[Items from a dataset]
+ + + + + + +

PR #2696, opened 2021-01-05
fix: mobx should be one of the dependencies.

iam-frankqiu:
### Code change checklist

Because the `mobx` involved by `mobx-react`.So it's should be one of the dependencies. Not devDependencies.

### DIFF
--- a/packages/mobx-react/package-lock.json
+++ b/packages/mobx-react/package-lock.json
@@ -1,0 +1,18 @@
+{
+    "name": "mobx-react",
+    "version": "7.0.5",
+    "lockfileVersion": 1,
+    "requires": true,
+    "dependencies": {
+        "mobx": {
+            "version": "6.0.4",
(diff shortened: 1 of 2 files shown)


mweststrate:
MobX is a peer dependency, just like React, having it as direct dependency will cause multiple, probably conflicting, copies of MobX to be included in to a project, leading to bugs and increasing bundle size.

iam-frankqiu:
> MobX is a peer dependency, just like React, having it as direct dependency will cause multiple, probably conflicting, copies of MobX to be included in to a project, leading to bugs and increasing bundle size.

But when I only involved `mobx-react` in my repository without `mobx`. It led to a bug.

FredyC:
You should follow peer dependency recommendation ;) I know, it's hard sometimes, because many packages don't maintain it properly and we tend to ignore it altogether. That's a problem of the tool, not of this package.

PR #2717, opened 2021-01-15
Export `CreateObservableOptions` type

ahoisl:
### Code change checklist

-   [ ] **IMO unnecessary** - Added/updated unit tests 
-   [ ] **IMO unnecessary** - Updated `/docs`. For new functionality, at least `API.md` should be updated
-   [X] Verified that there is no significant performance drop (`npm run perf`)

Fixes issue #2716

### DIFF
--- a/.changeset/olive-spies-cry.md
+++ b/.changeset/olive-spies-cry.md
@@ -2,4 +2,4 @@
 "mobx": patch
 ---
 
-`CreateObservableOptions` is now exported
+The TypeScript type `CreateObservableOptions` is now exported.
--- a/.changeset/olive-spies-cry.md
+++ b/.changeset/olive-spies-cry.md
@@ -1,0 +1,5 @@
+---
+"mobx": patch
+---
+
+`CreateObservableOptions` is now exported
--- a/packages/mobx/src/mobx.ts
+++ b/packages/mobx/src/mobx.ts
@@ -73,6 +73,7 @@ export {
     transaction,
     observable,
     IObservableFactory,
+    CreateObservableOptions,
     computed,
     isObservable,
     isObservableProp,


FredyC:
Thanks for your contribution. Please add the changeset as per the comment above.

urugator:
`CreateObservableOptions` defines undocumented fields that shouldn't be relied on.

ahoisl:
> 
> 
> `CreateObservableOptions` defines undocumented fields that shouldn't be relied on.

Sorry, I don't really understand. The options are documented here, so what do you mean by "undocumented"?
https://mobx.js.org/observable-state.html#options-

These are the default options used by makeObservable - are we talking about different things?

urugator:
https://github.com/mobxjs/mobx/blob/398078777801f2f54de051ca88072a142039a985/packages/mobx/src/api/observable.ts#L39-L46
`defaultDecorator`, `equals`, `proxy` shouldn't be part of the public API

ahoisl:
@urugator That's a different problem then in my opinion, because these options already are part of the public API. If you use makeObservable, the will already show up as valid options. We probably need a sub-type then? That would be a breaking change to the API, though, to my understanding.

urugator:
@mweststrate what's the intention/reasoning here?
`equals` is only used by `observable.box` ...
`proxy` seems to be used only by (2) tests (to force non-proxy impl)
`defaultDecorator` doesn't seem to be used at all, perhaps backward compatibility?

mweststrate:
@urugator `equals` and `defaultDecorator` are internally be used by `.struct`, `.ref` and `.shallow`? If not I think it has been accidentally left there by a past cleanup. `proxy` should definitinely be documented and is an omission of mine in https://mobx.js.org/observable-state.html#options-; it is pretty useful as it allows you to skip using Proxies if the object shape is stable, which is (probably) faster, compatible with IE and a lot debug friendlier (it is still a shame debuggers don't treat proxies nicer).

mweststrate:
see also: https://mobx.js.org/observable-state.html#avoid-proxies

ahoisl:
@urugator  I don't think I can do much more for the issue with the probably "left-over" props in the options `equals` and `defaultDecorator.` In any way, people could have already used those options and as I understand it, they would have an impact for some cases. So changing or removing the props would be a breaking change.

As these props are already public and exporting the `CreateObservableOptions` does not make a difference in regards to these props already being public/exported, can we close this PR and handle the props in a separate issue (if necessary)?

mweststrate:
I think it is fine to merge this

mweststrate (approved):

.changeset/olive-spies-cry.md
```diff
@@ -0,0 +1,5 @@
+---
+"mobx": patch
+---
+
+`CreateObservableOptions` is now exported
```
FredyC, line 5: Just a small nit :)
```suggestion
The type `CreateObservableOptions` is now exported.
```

+ + + + + + +

Task: Copy all of the data exactly. Skip nothing.

Result of this task:
PR #2696, opened 2021-01-05
fix: mobx should be one of the dependencies.

iam-frankqiu:
### Code change checklist

Because the `mobx` involved by `mobx-react`.So it's should be one of the dependencies. Not devDependencies.

### DIFF
--- a/packages/mobx-react/package-lock.json
+++ b/packages/mobx-react/package-lock.json
@@ -1,0 +1,18 @@
+{
+    "name": "mobx-react",
+    "version": "7.0.5",
+    "lockfileVersion": 1,
+    "requires": true,
+    "dependencies": {
+        "mobx": {
+            "version": "6.0.4",
(diff shortened: 1 of 2 files shown)


mweststrate:
MobX is a peer dependency, just like React, having it as direct dependency will cause multiple, probably conflicting, copies of MobX to be included in to a project, leading to bugs and increasing bundle size.

iam-frankqiu:
> MobX is a peer dependency, just like React, having it as direct dependency will cause multiple, probably conflicting, copies of MobX to be included in to a project, leading to bugs and increasing bundle size.

But when I only involved `mobx-react` in my repository without `mobx`. It led to a bug.

FredyC:
You should follow peer dependency recommendation ;) I know, it's hard sometimes, because many packages don't maintain it properly and we tend to ignore it altogether. That's a problem of the tool, not of this package.

PR #2717, opened 2021-01-15
Export `CreateObservableOptions` type

ahoisl:
### Code change checklist

-   [ ] **IMO unnecessary** - Added/updated unit tests 
-   [ ] **IMO unnecessary** - Updated `/docs`. For new functionality, at least `API.md` should be updated
-   [X] Verified that there is no significant performance drop (`npm run perf`)

Fixes issue #2716

### DIFF
--- a/.changeset/olive-spies-cry.md
+++ b/.changeset/olive-spies-cry.md
@@ -2,4 +2,4 @@
 "mobx": patch
 ---
 
-`CreateObservableOptions` is now exported
+The TypeScript type `CreateObservableOptions` is now exported.
--- a/.changeset/olive-spies-cry.md
+++ b/.changeset/olive-spies-cry.md
@@ -1,0 +1,5 @@
+---
+"mobx": patch
+---
+
+`CreateObservableOptions` is now exported
--- a/packages/mobx/src/mobx.ts
+++ b/packages/mobx/src/mobx.ts
@@ -73,6 +73,7 @@ export {
     transaction,
     observable,
     IObservableFactory,
+    CreateObservableOptions,
     computed,
     isObservable,
     isObservableProp,


FredyC:
Thanks for your contribution. Please add the changeset as per the comment above.

urugator:
`CreateObservableOptions` defines undocumented fields that shouldn't be relied on.

ahoisl:
> 
> 
> `CreateObservableOptions` defines undocumented fields that shouldn't be relied on.

Sorry, I don't really understand. The options are documented here, so what do you mean by "undocumented"?
https://mobx.js.org/observable-state.html#options-

These are the default options used by makeObservable - are we talking about different things?

urugator:
https://github.com/mobxjs/mobx/blob/398078777801f2f54de051ca88072a142039a985/packages/mobx/src/api/observable.ts#L39-L46
`defaultDecorator`, `equals`, `proxy` shouldn't be part of the public API

ahoisl:
@urugator That's a different problem then in my opinion, because these options already are part of the public API. If you use makeObservable, the will already show up as valid options. We probably need a sub-type then? That would be a breaking change to the API, though, to my understanding.

urugator:
@mweststrate what's the intention/reasoning here?
`equals` is only used by `observable.box` ...
`proxy` seems to be used only by (2) tests (to force non-proxy impl)
`defaultDecorator` doesn't seem to be used at all, perhaps backward compatibility?

mweststrate:
@urugator `equals` and `defaultDecorator` are internally be used by `.struct`, `.ref` and `.shallow`? If not I think it has been accidentally left there by a past cleanup. `proxy` should definitinely be documented and is an omission of mine in https://mobx.js.org/observable-state.html#options-; it is pretty useful as it allows you to skip using Proxies if the object shape is stable, which is (probably) faster, compatible with IE and a lot debug friendlier (it is still a shame debuggers don't treat proxies nicer).

mweststrate:
see also: https://mobx.js.org/observable-state.html#avoid-proxies

ahoisl:
@urugator  I don't think I can do much more for the issue with the probably "left-over" props in the options `equals` and `defaultDecorator.` In any way, people could have already used those options and as I understand it, they would have an impact for some cases. So changing or removing the props would be a breaking change.

As these props are already public and exporting the `CreateObservableOptions` does not make a difference in regards to these props already being public/exported, can we close this PR and handle the props in a separate issue (if necessary)?

mweststrate:
I think it is fine to merge this

mweststrate (approved):

.changeset/olive-spies-cry.md
```diff
@@ -0,0 +1,5 @@
+---
+"mobx": patch
+---
+
+`CreateObservableOptions` is now exported
```
FredyC, line 5: Just a small nit :)
```suggestion
The type `CreateObservableOptions` is now exported.
```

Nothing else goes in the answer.